Here’s just one example of the power of this market-timing signal:

If you had invested in the S&P 500 the day after the 2001 recession ended, you would have lost more than -20% of your money waiting for the market to turn around. But if you had been paying attention to the government’s secret “buy” and “sell” signals that I found, you could have saved yourself a -24% loss and had a safe and rewarding ride upward.

Actually, it’s not much of a secret. It’s something that everyone is familiar with, and its statistics are reported, by law, every quarter.

It’s the U.S. mail. Mail volume turns out to be a great market indicator. When companies are flush and looking to grow, they flood our mailboxes with everything from zero-percent credit card offers to teeth-whitening specials to home-improvement services. When companies feel the pinch, the first thing they cut back on is advertising and direct-mail costs.

Perhaps the best thing about using the change in mail volume as an indicator is that it leads, or predicts, the market. Because it is a future market indicator, investors have plenty of time to react to the quarterly mail volume reports issued by the U.S. Postal Service.

Here’s how it works: The Postal Service announces the change in quarterly mail volume about halfway through the following quarter.
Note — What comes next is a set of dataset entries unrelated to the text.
PR #203, opened 2015-10-26
DASHBUILDE-58: Remove quotes in json for numeric filter parameters

nmirasch:
Changed the JSON marshaller after dashbuilder update.

### DIFF
--- a/jbpm-console-ng-generic/jbpm-console-ng-data-filters-client/pom.xml
+++ b/jbpm-console-ng-generic/jbpm-console-ng-data-filters-client/pom.xml
@@ -132,6 +132,25 @@
       <scope>provided</scope>
     </dependency>
 
+    <!-- test -->
+
+    <dependency>
+      <groupId>org.mockito</groupId>
+      <artifactId>mockito-core</artifactId>
+      <scope>test</scope>
+    </dependency>
+
+    <dependency>
+      <groupId>com.google.gwt.gwtmockito</groupId>
+      <artifactId>gwtmockito</artifactId>
+      <scope>test</scope>
+    </dependency>
+
+    <dependency>
+      <groupId>org.json</groupId>
+      <artifactId>json</artifactId>
+    </dependency>
+
   </dependencies>
 
 </project>
--- a/jbpm-console-ng-generic/jbpm-console-ng-data-filters-client/src/test/java/org/jbpm/console/ng/df/client/filter/json/DataSetLookupJSONMarshallerTest.java
+++ b/jbpm-console-ng-generic/jbpm-console-ng-data-filters-client/src/test/java/org/jbpm/console/ng/df/client/filter/json/DataSetLookupJSONMarshallerTest.java
@@ -1,0 +1,153 @@
+/*
+ * Copyright 2015 JBoss by Red Hat.
+ *
+ * Licensed under the Apache License, Version 2.0 (the "License");
+ * you may not use this file except in compliance with the License.
+ * You may obtain a copy of the License at
+ *
+ *      http://www.apache.org/licenses/LICENSE-2.0
+ *
+ * Unless required by applicable law or agreed to in writing, software
+ * distributed under the License is distributed on an "AS IS" BASIS,
+ * WITHOUT WARRANTIES OR CONDITIONS OF ANY KIND, either express or implied.
+ * See the License for the specific language governing permissions and
+ * limitations under the License.
+ */
+package org.jbpm.console.ng.df.client.filter.json;
+
+import java.util.ArrayList;
+import java.util.List;
+
+import com.google.gwt.json.client.JSONArray;
+import com.google.gwt.json.client.JSONObject;
+import com.google.gwt.json.client.JSONString;
+import com.google.gwtmockito.GwtMock;
+import com.google.gwtmockito.GwtMockitoTestRunner;
+import org.dashbuilder.dataset.DataSetLookup;
+import org.dashbuilder.dataset.filter.ColumnFilter;
+import org.dashbuilder.dataset.filter.DataSetFilter;
+import org.dashbuilder.dataset.filter.FilterFactory;
+import org.dashbuilder.dataset.group.AggregateFunctionType;
+import org.dashbuilder.dataset.group.ColumnGroup;
+import org.dashbuilder.dataset.group.DataSetGroup;
+import org.dashbuilder.dataset.group.GroupFunction;
+import org.dashbuilder.dataset.group.Interval;
+import org.dashbuilder.dataset.sort.ColumnSort;
+import org.dashbuilder.dataset.sort.DataSetSort;
+import org.junit.Before;
+import org.junit.Test;
+import org.junit.runner.RunWith;
+import org.mockito.Mock;
+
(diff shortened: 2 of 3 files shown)


psiroky:
There are no tests in this PR, that does not seem correct.

The changes are also very similar to the ones done in Dashbuilder (https://github.com/dashbuilder/dashbuilder/commit/3f883a17ecef1b9e31d1cf48b20f413694337cfe). Are we really duplicating the logic here?

csadilek:
Yes, as @psiroky pointed out, the ```parseInterval```, ```formatInterval```,```parseValue```, and ```formatValue``` all seem present in dashbuilder's ```DataSetLookupJSONMarshaller```.

Can we aim making them reusable or alternatively moving them somewhere so that they are?

Tests are missing :(.

Salaboy:
@nmirasch can we work on trying to remove those classes from the jbpm-console-ng repository? So we can rely in the dashbuilder tests? 
@csadilek @psiroky are you guys going to agree if we remove duplicated classes and rely on dashbuilder tests?

csadilek:
@Salaboy @nmirasch sure, if the same is done also for ```formatDataSetGroup```, ```parseSelectedIntervals```, ```parseCoreFunctionParameters``` which seems to be duplicated as well.

There won't be a change left in this commit though as the rest are formatting changes, so no tests required then ;).

Salaboy:
@csadilek the only problem that I see, and the main reason why we have the duplicated code is the fact that the dashbuilder client library is a big chuck full of stuff. We couldn't manage to just get these JSonMarshallers alone without depending on 100% of the dash builder client side. In the long run it sounds as a really bad idea to make two modules depend on each other so tightly. IMO we should review how the Dashbuilder client side libs as bundled because at this point is all or nothing. If you take a look at the duplicated classes we are only using a very small subset of functionality and hence depending on the whole stuff doesn't make any sense to me.

csadilek:
@Salaboy well, I am sure you agree, that a refactoring that allows reusing all this code is better than duplicating it, especially without tests. It also seems the jbpm-console-ng is already depending on dashbuiler-client-all....so you won't introduce any more or less coupling, but sure a refactoring of this code to a smaller reusable module would be the best solution.

Salaboy:
@csadilek I totally agree.. I will vote for that refactoring, because having the dashbuilder-client-all is only ok for the showcase (which is a distribution) but in theory you should be able to use the task lists or the process lists as components in another distribution without depending on the entire dashbuilder-client-all. So I will vote to split the dashbuilder-client-all module in order to have the filters in a separate and small module. -> @nmirasch @dgutierr

psiroky:
Unless I am missing something, you don't need to depend on `dashbuilder-client-all`. It does not contain any code directly, it is just a dependency chain which transitively depends on all dashbuilder client deps. You can still depend only on the specific dashbuilder-*-client modules, like `dashbuilder-displayer-client`.

Salaboy:
@psiroky yes we know that, you are missing the fact that we don't want to get all the displayer-client either.. that's also a big chunk of stuff. The only thing we need are the filters.

dgutierr:
I do not see any issues depending on dashbuilder-displayer-client, as it the same case as depending on uberfire-widgets-commons or any other shared module that contains several widgets. We can not pretend having a single module for every widget we want to reuse.  Moreover, afaik in the near future we will be reusing even more stuff from dashbuilder-displayer-client in the jbpm-console, since the goal is to deliver a fully customizable task list filter editor based on displayers and the dashbuilder's built-in displayer editor.

nmirasch:
Added a very basic test structure

jbpm-console-ng-generic/jbpm-console-ng-data-filters-client/pom.xml
```diff
@@ -132,6 +132,25 @@
       <scope>provided</scope>
     </dependency>
 
+    <!-- test -->
+
+    <dependency>
+      <groupId>org.mockito</groupId>
+      <artifactId>mockito-all</artifactId>
```
psiroky: Nit picking here, but it would be better to use `mockito-core`. `mockito-all` is uberjar which bundles all the transitive dependencies inside the same jar.

jbpm-console-ng-generic/jbpm-console-ng-data-filters-client/src/test/java/org/jbpm/console/ng/df/client/filter/json/DataSetLookupJSONMarshallerTest.java
```diff
@@ -0,0 +1,161 @@
...
+
+    @GwtMock
+    protected JSONObject jsonObject;
+
+    @GwtMock
+    protected JSONArray jsonArray;
+
+    protected DataSetSort datasetSort1;
+    protected DataSetFilter datasetFilter1;
+    protected DataSetGroup datasetGroup1;
```
psiroky: Nit picking again...is there a reason for the "1" suffix?

jbpm-console-ng-generic/jbpm-console-ng-data-filters-client/src/test/java/org/jbpm/console/ng/df/client/filter/json/DataSetLookupJSONMarshallerTest.java
```diff
@@ -0,0 +1,161 @@
...
+
+        dataSetLookupJSONMarshaller.toJson(dataSetLookup);
+
+        verify(dataSetLookup,times(1)).getDataSetUUID();
+        verify(dataSetLookup,times(1)).getNumberOfRows();
+        verify(dataSetLookup,times(1)).getRowOffset();
+        verify(dataSetLookup,times(1)).getOperationList(DataSetFilter.class);
+        verify(dataSetLookup,times(1)).getOperationList(DataSetGroup.class);
+        verify(dataSetLookup,times(1)).getOperationList(DataSetSort.class);
+        //assertDataSetDef(filterSettings,restored);
```
psiroky: We should avoid committing commented code.

psiroky:
Thanks for the updates @nmirasch. I see there are tests now. Are you also planning to re-use the logic directly from dashbuilder (instead of the copy there is right now)?

csadilek:
Thanks @nmirasch. Could you give us a quick update on the plan? I thought with @dgutierr's refactoring you might be able to reuse his code or is that not the plan for 6.3 (only for master)?

nmirasch:
I think the plan for future is unify the code (master) but this pr is just for restore the build.

csadilek:
@nmirasch OK, I think with the limited time we have left, that makes sense. Can you squash the commits  in this PR, then I will cherry-pick to 6.3.x, and send a separate PR with the refactoring to master?

nmirasch:
it's done

nmirasch:
Now I'm going to generate it for master in another PR

csadilek:
Thanks @nmirasch. So, on master, we can get rid of the code duplication thanks to @dgutierr refactoring.

nmirasch:
@csadilek  On master we have to work to avoid the code duplication but it's not direct

csadilek:
Thanks.

6.3.x: 887cbd940772de9c826fce24cbb6c686f6e779ec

For instance, the USPS announced the results of the quarter that ended in September 2008 on November 14, 2008.  But you don’t buy right then based on the signal.  Investors need to hold back until the first trading day of the next quarter — in this example, January 2, 2009 — to execute based on the signal.

A volume increase of greater than +1% over the same quarter in the previous year is a “buy” signal.  A volume decrease of more than -1% is a “sell” signal. Anything in between is neutral, and investors should stay the course of the previous signal.

In the chart below, I’ve included a few of the more compelling examples of how this market indicator works:

 

Using the Postal Service’s archives, we went back to April 2, 2001 — the first signal available. If we had invested $10,000 in an investment tied to the S&P 500 on that day, and followed all the quarterly signals until January 2, 2009, we would have $17,628, for a +76.3% gain. Investors using a “buy and hold” strategy would have fared much worse. By January 2nd, their $10,000 investment would have shrunk down to $8,132, for a loss of -18.7%. Overall, the mail volume signal would have left you with +117% more cash than a “buy and hold” strategy.

I guess it’s not surprising that the last few quarters of mail volume data have all signaled “sell.” But the next quarterly report should be coming out in the next few weeks — and I’ll be sure to let our Investor Update readers know what it has to say about the next quarter’s market. In the meantime, keep your eye on the mail.